Serial numbers and other markings on bombs suggest that Iranians are linked to deadly explosives used by Iraqi militants, US Defense Secre-tary Robert Gates said in one of Washington's first public assertions about evidence the military has collected.
While the administration of US President George W. Bush and military officials have repeatedly said Iranians have been tied to terrorist bombings in Iraq, they have said little about evidence to bolster such claims, including any documents and other items collected in recent raids in Iraq.
National security officials in Washington and Iraq have been working for weeks on a presentation intended to provide evidence for Bush administration claims of what they say are Iran's meddlesome and deadly activities.
Iran responded by saying the US was trying to fabricate Iran's involvement in attacks on US troops in Iraq, Iran's ambassador to the UN said in a radio interview aired on Friday.
Javad Zarif said on US National Public Radio's All Things Considered program that Iran has "no interest" in providing weapons to any insurgent group in Iraq.
"But the problem is that the United States has decided on a policy and is trying to find or fabricate evidence if it cannot find one -- and I believe it hasn't been able to find evidence -- in order to substantiate and corroborate that policy," Zarif said.
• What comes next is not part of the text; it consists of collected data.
PR #947, opened 2019-06-05
Rename InternalServerError to InvalidTransactionException [ECR-3258]

dmitry-timofeev:
## Overview

Rename InternalServerError to InvalidTransactionException (as it
more precisely reflects the _most likely_ exception from Node#submit)
and make it unchecked (as _any_ exception is unrecoverable).

There is, arguably, the same issue that the exception type does not
always work — if ApiSender#send fails, than the exception type
is misleading. That is to be addressed in ECR-3190.

---
See: 
- https://jira.bf.local/browse/ECR-3258
- https://jira.bf.local/browse/ECR-3190

### Definition of Done

- [x] Public API has Javadoc


exonum-java-binding/core/rust/src/proxy/node.rs
```diff
@@ -130,7 +130,12 @@ pub extern "system" fn Java_com_exonum_binding_service_NodeProxy_nativeSubmit(
                 match node.submit(raw_transaction) {
                     Ok(tx_hash) => convert_hash(&env, &tx_hash),
                     Err(err) => {
-                        let error_class = INTERNAL_SERVER_ERROR;
+                        // node#submit can fail for two reasons: unknown transaction id and
+                        // an error in ApiSender#send. The former is the service implementation
+                        // error and is appropriate to communicate with the exception below;
+                        // the second is an internal, unrecoverable error that has nothing
+                        // to do with the service: ECR-3190
```
MakarovS: What is expected from ECR-3190 after the completion of this PR? From its current description one could conclude that this PR also solves ECR-3190

dmitry-timofeev: yes, updated.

The materials -- which in their classified form include slides and some two inches of documents -- provide evidence of Iran's role in supplying Iraqi militants with highly sophisticated and lethal improvised explosive devices and other weaponry.
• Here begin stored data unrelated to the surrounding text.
PR #949, opened 2019-06-06
Auto locate the libjvm [ECR-3074]

skletsun:
## Overview
Added a wrapper shell script that adds a path to `libjvm` to the `LD_LIBRARY_PATH` variable and executes the App.

---
See: https://jira.bf.local/browse/ECR-3074

### Definition of Done


exonum-java-binding/core/rust/exonum-java/exonum-java
```diff
@@ -0,0 +1,13 @@
+#!/usr/bin/env bash
+
+# Try to detect the Java home from installed executable. We don't rely on JAVA_HOME that is already set because it may
+# not work in some cases (like `skdman`).
```
dmitry-timofeev: Is it ok to disallow specifying JAVA_HOME?

vitvakatu: Perhaps we should add a backdoor to specify not-default JVM?

dmitry-timofeev: Does sdkman sets the wrong java-home? Can it be switched off? jenv also _can_ do that, but it does not by default (because it sets the wrong java-home).

We can add something like `EXONUM_JAVA_HOME`. But I'd prefer to use `JAVA_HOME`.

skletsun: Well, I used this initially:
```
JAVA_HOME="${JAVA_HOME:-$(java -XshowSettings:properties -version \
  2>&1 > /dev/null |\
  grep 'java.home' |\
  awk '{print $3}')}"
LIBJVM_PATH="$(find ${JAVA_HOME} -type f -name libjvm.* | xargs -n1 dirname)"
```
and it turned out that `JAVA_HOME` on my machine was set to `/Users/skletsun/.sdkman/candidates/java/current` which is a symlink to currently chosen sdk. And obviously, searching over a symlink using current flags did nothing.

For the moment I ended up with a command line arguments for `find` that works on OSX and going to check if there common options for `GNU` and `BSD` versions of `find`.

exonum-java-binding/core/rust/src/runtime/cmd.rs
```diff
@@ -145,7 +145,7 @@ fn get_node_config(context: &Context) -> NodeConfig<PathBuf> {
 fn get_path_to_default_log_config() -> String {
     let log_fallback_path = {
         let mut path = executable_directory();
-        path.push("log4j-fallback.xml");
+        path.push("../log4j-fallback.xml");
```
skletsun: What is the best way to deal with this? Keep it as is supposing that our primary target is the app? And update our `qa` and `cc` scripts (that don't rely on the app) by specifying the path to config explicitly (or moving it to correct location)?

exonum-java-binding/core/rust/exonum-java/exonum-java
skletsun: Well, I've ended up with `find -L` which works fine on both OSX and Linux on my side. And it seems `find` now behaves similar to OSX and Linux which feels a little strange to me because I remember there were differences. Anyways, it seems to work.

skletsun:
> We discussed that only the script shall be on the PATH, but the binary is still available.

Corrected. The binary is put to `EXONUM_HOME/bin`.

exonum-java-binding/core/rust/exonum-java/TUTORIAL.md
```diff
@@ -19,20 +19,6 @@ in the [user guide](https://exonum.com/doc/version/0.11/get-started/java-binding
 
 ### Step 1. Configure Environment
 
-#### `LD_LIBRARY_PATH`
```
vitvakatu: We also need to mention that set `JAVA_HOME` will change the JVM to use. Perhaps in a different, section

exonum-java-binding/core/rust/exonum-java/exonum-java
```diff
@@ -0,0 +1,18 @@
...
+  grep 'java.home' |\
+  awk '{print $3}')}"
+
+# Find the directory containing libjvm.
+LIBJVM_PATH="$(find -L ${JAVA_HOME} -type f -name libjvm.* | xargs -n1 dirname)"
+
+export LD_LIBRARY_PATH="${LIBJVM_PATH}"
+
+# Detect the directory of the installed app.
+EXONUM_HOME="$(dirname $0)"
```
skletsun: It seems `dirname $0` fits our needs despite it sometimes returns the relative path.

exonum-java-binding/core/rust/exonum-java/TUTORIAL.md
skletsun: Just thinking if it's worth mentioning. Is there any other reason to set `JAVA_HOME` except explicit pointing to a different JVM? 🤔

exonum-java-binding/core/rust/src/runtime/paths.rs
```diff
@@ -28,7 +28,7 @@ pub fn system_classpath() -> String {
     let mut jars = Vec::new();
     let jars_directory = {
         let mut executable_directory = executable_directory();
-        executable_directory.push("lib/java");
+        executable_directory.push("../lib/java");
```
dmitry-timofeev: Do scripts launching an app with `cargo run` work with such change? If I understand correctly, the app Java dependencies are always copied to `lib/java` somewhere alongside the application.

exonum-java-binding/core/rust/src/runtime/cmd.rs
dmitry-timofeev: (here and below, with lib/java) I would not make one more distinction between a packaged app and the one we get once we build the project and can run with `cargo run`.

Currently they differ in how they load the libraries: the first requires them to be in `$origin/lib/native`, the second relies on absolute paths to libjvm and rust stdlib (I wonder though how Java loads the java_bindings library in the second case). 

Maybe we can we keep the same layout for a packaged and 'normally built' application (e.g., by moving _the script_ to `bin/`)? Is there anything else we can do?

exonum-java-binding/core/rust/exonum-java/TUTORIAL.md
dmitry-timofeev: Probably in the installation/configuration instructions. I think it is, because it allows to configure the VM to use.

skletsun: https://github.com/exonum/exonum-doc/pull/331

dmitry-timofeev: also https://jira.bf.local/browse/ECR-3048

Among the weapons is a roadside bomb known as an "explosively formed penetrator," which can pierce the armor of Abrams tanks with nearly molten-hot charges.
One intelligence official said the US is "fairly comfortable" that it knows with some precision the origin of the Iranian-made explosives.
The Iran dossier also lays out alleged Iranian efforts to train Iraqis in military techniques.
Yet, government officials say there is some disagreement about how much to make public to support the administration's case. Intelligence officials worry the sources of their information could dry up.
Among the evidence the administration will present are weapons that were seized in US-led raids on caches around Iraq, one military official in Washington said on condition of anonymity because he was not authorized to speak publicly.
Other evidence includes documents captured when US-led forces raided an Iranian office Jan. 11 in Irbil in northern Iraq, the official said. Tehran said it was a government liaison office, but the US military said five Iranians detained in the raid were connected to an Iranian Revolutionary Guard faction that funds and arms insurgents in Iraq.
The assertions have been met with skepticism by some lawmakers still fuming over intelligence reports used by the administration to propel the country to war with Iraq in 2003. Gates' comments came as a new Pentagon inspector general's report criticized prewar Defense Department assertions of al-Qaeda connections to Iraq.
Speaking with reporters in Seville, Spain, on Friday before he traveled to Munich, Gates told reporters that markings on explosives provide "pretty good" evidence that Iranians are supplying either weapons or technology for Iraqi extremists.
"I think there's some serial numbers, there may be some markings on some of the projectile fragments that we found" that point to Iran, he said.
Gates' remarks left unclear how the US knows the serial numbers can be traced to Iran and whether such weapons would have been sent to Iraq by the Iranian government or delivered by private arms dealers.
Explosives have been a leading killer of US forces in Iraq, where more than 3,000 US troops have died in the nearly four-year-old war.